What to produce: Collect the lines of the entries where "support" shows up.

——

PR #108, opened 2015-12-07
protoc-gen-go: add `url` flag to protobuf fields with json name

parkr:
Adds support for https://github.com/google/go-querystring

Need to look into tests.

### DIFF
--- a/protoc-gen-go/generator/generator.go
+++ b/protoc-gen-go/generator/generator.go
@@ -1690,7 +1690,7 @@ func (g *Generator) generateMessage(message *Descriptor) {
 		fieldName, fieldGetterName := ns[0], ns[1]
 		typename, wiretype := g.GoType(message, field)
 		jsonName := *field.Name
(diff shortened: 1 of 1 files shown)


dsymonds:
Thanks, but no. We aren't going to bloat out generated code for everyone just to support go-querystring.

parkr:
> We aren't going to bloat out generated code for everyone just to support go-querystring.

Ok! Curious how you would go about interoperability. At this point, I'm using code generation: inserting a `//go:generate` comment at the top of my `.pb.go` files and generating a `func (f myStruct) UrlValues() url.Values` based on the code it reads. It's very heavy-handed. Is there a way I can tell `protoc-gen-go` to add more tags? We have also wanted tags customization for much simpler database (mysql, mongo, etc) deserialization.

——

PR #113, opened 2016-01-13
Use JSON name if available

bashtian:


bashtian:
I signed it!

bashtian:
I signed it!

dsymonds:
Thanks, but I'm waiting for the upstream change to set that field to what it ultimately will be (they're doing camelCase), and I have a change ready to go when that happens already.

——

Answer to the exercise:
Adds support for https://github.com/google/go-querystring
Thanks, but no. We aren't going to bloat out generated code for everyone just to support go-querystring.
> We aren't going to bloat out generated code for everyone just to support go-querystring.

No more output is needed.